Data to process
PR #230, opened 2017-05-19
Test speed

### LINKED ISSUE #227: Hypothesis speed
Recent work has shown that hypothesis array generation is very slow (typically a factor 30) wrt to NUMPY random number generation. This brings about the following dilemma: a) speed: NUMPY would be preferable to hypothesis; b) simplification of counter-examples: hypothesis would be preferable to NUMPY.

A possible solution is to use NUMPY by default and switch to hypothesis when tests fail.

jacg:
#227 suggests switching between hypothesis generation and numpy random number generation. The downsides of this are that it would require

+ Writing two generators for every test to which this applies

+ Having to invent a switching mechanism

This PR uses hypothesis profiles to change the number cases that are generated. The default profile that comes with hypothesis uses 200 cases. Here we add a `dev` profile which uses 10 cases (for speedy turnaround during development) and a `hard` profile which use 1000 cases and is used on Travis.

The profile can be chosen on the command line in two ways:

+ `pytest --hypothesis-profile <profile name>`
+ `HYPOTHESIS_PROFILE=<profile name> <general command>`

With our current test suite, we observe the following times

+ `dev`: 25s
+ `default`: 40s
+ `hard`: 90s 

Close #227.

### DIFF
--- a/.travis.yml
+++ b/.travis.yml
@@ -22,4 +22,4 @@ install:
   - source manage.sh install ${IC_PYTHON_VERSION}
 
 script:
-  - HYPOTHESIS_PROFILE=hard bash manage.sh run_tests_par
+  - HYPOTHESIS_PROFILE=hard bash manage.sh run_tests_par 4
--- a/.travis.yml
+++ b/.travis.yml
@@ -22,4 +22,4 @@ install:
   - source manage.sh install ${IC_PYTHON_VERSION}
 
 script:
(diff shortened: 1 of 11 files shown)


jmbenlloch (approved):
Important change to increase test's speed. Creating a new `dev` profile with lower samples for hypothesis will make easier for developers to run the test suite while updating the code.

PR #231, opened 2017-05-20
Corrections

jacg:
We propose a simple alternative to the Correction class suggested in #212.

The advantages of this proposal are:

+ Simple and legible implementaiton.
+ Simple and legible tests.
+ Generalizes the `centre` strategy to `index`.
+ Considers only x-y corrections, which are the ones really relevant for matrix corrections.
+ It defines a simple wrapper `FCorrection` with a tests which documents its application for the z-corrections associated with exponential attachment.

@gonzaponte should review this.

### DIFF
--- a/invisible_cities/reco/corrections.py
+++ b/invisible_cities/reco/corrections.py
@@ -22,3 +22,7 @@ class XYCorrection:
 
     def E(self, x, y): return self._Enorm[(x,y)]
     def U(self, x, y): return self._Unorm[(x,y)]
+
+
+def FCorrection(E, z, fn, *args):
+    return E * fn(z, *args)
--- a/invisible_cities/reco/corrections.py
+++ b/invisible_cities/reco/corrections.py
@@ -3,19 +3,22 @@ import numpy as np
 
 class XYCorrection:
 
-    def __init__(self, xs, ys, E, U, strategy):
-        E_max = E.max()
-        dE = E / E_max if strategy else np.ones_like(E)
-        dN = U / E_max
+    def __init__(self, xs, ys, E, U, strategy, ni=None, nj=None):
+        if   strategy == 'max'  : E_ref = E.max()
+        elif strategy == 'index': E_ref = E[ni,nj]
+
+        dE = E / E_ref if strategy else np.ones_like(E)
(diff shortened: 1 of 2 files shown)


gonzaponte:
Interpolation must be an option. We have found that it works worse than getting the correction from the nearest point. Unfortunately, "nearest" is not a valid option for the "kind" argument in inter2p (it is in interp1d), so we need to invent the wheel in this case. I do so in my (updated) proposal quite neatly, I think.

We need the function to manage both arrays and numbers as input. I think the interp2d can do so, but any other implementation should have this property.

Uncertainties are not propagated correctly. It is not critical, but it is not correct either. The correct formula is: u(f) = f · √(u(e)^2/e^2 + u(e_ref)/e_ref^2).

Is the order of `nj, ni` in `E_ref = Et[nj,ni]` intended? We tend to use it the other way around.

We should discuss whether the factors should be E/E_ref or E_ref/E. I prefer the latter because we can manage the case E=0 more elegantly. Notice that in the former you will attempt a division by 0!

jjgomezcadenas:
--I believe interpolation will always work better than taking the nearest neighbour provided the grid is sufficiently fine-grained, but this is of course not guaranteed. Thus, I believe that indeed, it makes sense to define two strategies: "interpolate" and "nearest-neighbhoor", which is nothing but a king of digital interpolation. Thus, we could use a variable: interpolation_strategy, which could define several interpolation strategies, for example: "lineal", "spline", etc. (many of them are defined by SciPy), OR "digital" (meaning nearest neighbour). 

--As for uncertainties you are right.

---Correction factor: it is a matter of taste: E_ref cannot be zero and if it is one should complain, thus nothing wrong with /E_ref provided that one catches the exception if needed. Nothing wrong with the other way around either, really.

---arrays vs numbers and/or extrapolation function: I think that indeed interp2d lets you use both, but I worry about performance (it is explicitly stated in SciPy that there is a faster version). The faster version, indeed, is optimised for rectangular arrays which is our case. Thus, perhaps a better alternative is to fill vectors first and correct them as arrays always. It is after all more efficient, in the NUMPY style.

jacg:
We ended up going with the version in #212.

PR #233, opened 2017-05-24
Add hypothesis profile: noshrink

jacg:
When hypothesis needs to generate complex examples, the generation may
take some considerable time. If the test fails, the shrinking process
generates many more examples of similar complexity in the attempt to
find the simplest case. In IC we have observed wait times of over a
minute!

If, at the end of this process, we get some useful information, then
the wait is worthwhile. If the information we get at the end of the
shrink is that we made a typo in the source code, then the wait was a
complete waste of time.

The `noshrink` profile switches off the shrinking process completely,
by setting `max_shrinks` to zero.

To use it:

    pytest --hypothesis-profile noshrink

### DIFF
--- a/conftest.py
+++ b/conftest.py
@@ -4,8 +4,10 @@ from hypothesis import settings
 from hypothesis import Verbosity
 
 # In addition to the 'default' profile, we provide
-settings.register_profile("hard" , settings(max_examples=1000))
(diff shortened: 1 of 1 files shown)


jjgomezcadenas (approved):
Needed, in order to work properly with hypothesis

PR #235, opened 2017-05-28
Introduce LifetimeCorrection function

gonzaponte:
This is a thin layer of code so the construction of a lifetime correction function is straightforward. It also helps consistency among users.


jjgomezcadenas (approved):
Useful and straight forward.

PR #236, opened 2017-05-29
Refactor corrections persistency

gonzaponte:
The code for storing the XY corrections contained too much noise. It has been cleaned up.

### DIFF
--- a/invisible_cities/cities/zaira.py
+++ b/invisible_cities/cities/zaira.py
@@ -4,13 +4,12 @@ import time
 import numpy  as np
 import pandas as pd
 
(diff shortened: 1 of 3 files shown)


jjgomezcadenas (approved):
This PR increases the readability and organisation of Zaira and friends. It does not address some of the issues that came out of the Irene review with @jacg  (such as avoiding that the writers open internally the output file to avoid clashes between concurrent writers). Also, some improvements could be made, such as a lifetime correction which is defined in terms of time stamps (this to be discussed and implemented together with @jmbenlloch). However, all those issues can be implemented separately and do not prevent the approval of this clear improvement of the code.

PR #237, opened 2017-05-30
Add functions to read back corrections tables

gonzaponte:


jjgomezcadenas:
Can you provide a test?

jjgomezcadenas (approved):
We need these functions and I can't see anything wrong with them, so I am approving them, but please try and add a test.

jjgomezcadenas:
Why are tests failing now @gonzaponte ? That should not be the case (was not last time I looked, I think
)

gonzaponte:
The test is there and it does not fail. The failure comes from another (unrelated) test that is not properly tuned with flaky. As a matter of fact, I opened PR #241 to fix it.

Task to carry out
Of all the lines above, tally those with the word "from". Write the total only.

Answer below
4